Starting at the first line of the data below, repeat each line word for word up to and including the line with "I'll create a".

━━━ MATERIAL TO PROCESS

PR #1196, opened 2015-03-25
Remove duplicate test util classes

robertpainsi:
Remove uitest Reflection class because there is an identical copy in
the package org.catrobat.catroid.test.utils. Also remove the Reflection
test which assures that both copies of the Reflection class are the
same.


obusher:
Nice! :) Looks like there are some other duplicate classes in these directories too. (`XMLValidationUtil, SimulatedSensorManager, SimulatedSoundRecorder ...`)


Maybe we should create a `global-util` directory (package) to resolve the dependency of `uitest` from `test`.

robertpainsi:
Ah, thanks for the tip @obusher !
I will take a look over all the duplicate utils classes. So please don't merge atm.

robertpainsi:
@obusher: There is already a common package for the Bluetooth stuff. This would be a good place for all the common util classes too.

However, I don't like it :pouting_cat: because the classes
```org.catrobat.catroid.common.CatroidService``` and
```org.catrobat.catroid.common.SoundInfo``` aren't in the same project nor in the same folder even if it looks so.

Other developer should jump in and discuss it with you. \**slowly sneaking away*\*

obusher:
Looks fine for now! :)

robertpainsi:
The test.utils package it is... *for now*! :smile_cat:
Thanks!

I'll create a ticket to create a global/common/whatever package for the tests und uitests later in the evening.

aried3r:
Most of this would be a lot easier with the intended directory structure of
Gradle, so I'd rather work on that.

robertpainsi:
@aried3r: This is the current project structure in AS

screenshot from 2015-03-27 16 45 52

I don't see any difference to a newly created AS project (beside the internal representation on the file system itself). Smiley with question mark not found, using :confused:

PR #1201, opened 2015-03-30
CAT-1157 Physics Issue

anddman:
calculate physicsObject base shapes according to accuracyLevels
calculate base shapes in separate thread, adjust PhysicsShapeBuilderStrategyFastHull for simultaneous calls
remove public boolean visible in class which extends another with private boolean with same name
add invisible conditions to physicsObjects
handling physicsObjectStates for very small objects
update PhysicsObjectStates after every call to PhysicsObject.setType
downscale large Pixmaps when creating physicsObject Shapes to increase performance
adjust physics tests
correct calculation of PhysicsObjectStateHandler's positionCondition


Gorphi:
Bitte rebasen und PR neu öffnen.

PR #1202, opened 2015-03-30
Current Implementation CAT-1216

iboyko:
Request contains current implementation of Issue CAT-1216. 
BrickViewProvider and BrickView are central classes. BrickViewProvider manages creation of BrickViews. 
*Only Logic implementation is to mention. All tests should be checked/rewritten and do not work for now.*


obusher:
Tests should be refactored ASAP... :zap:

iboyko:
@obusher is correct. At the implementation will follow. 
This branch is also used as info for all contributors and for public development. 
@avihric please apply Pull request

━━━━━━

● **ANSWER TO THIS TASK**
PR #1196, opened 2015-03-25
Remove duplicate test util classes

robertpainsi:
Remove uitest Reflection class because there is an identical copy in
the package org.catrobat.catroid.test.utils. Also remove the Reflection
test which assures that both copies of the Reflection class are the
same.


obusher:
Nice! :) Looks like there are some other duplicate classes in these directories too. (`XMLValidationUtil, SimulatedSensorManager, SimulatedSoundRecorder ...`)


Maybe we should create a `global-util` directory (package) to resolve the dependency of `uitest` from `test`.

robertpainsi:
Ah, thanks for the tip @obusher !
I will take a look over all the duplicate utils classes. So please don't merge atm.

robertpainsi:
@obusher: There is already a common package for the Bluetooth stuff. This would be a good place for all the common util classes too.

However, I don't like it :pouting_cat: because the classes
```org.catrobat.catroid.common.CatroidService``` and
```org.catrobat.catroid.common.SoundInfo``` aren't in the same project nor in the same folder even if it looks so.

Other developer should jump in and discuss it with you. \**slowly sneaking away*\*

obusher:
Looks fine for now! :)

robertpainsi:
The test.utils package it is... *for now*! :smile_cat:
Thanks!

I'll create a ticket to create a global/common/whatever package for the tests und uitests later in the evening.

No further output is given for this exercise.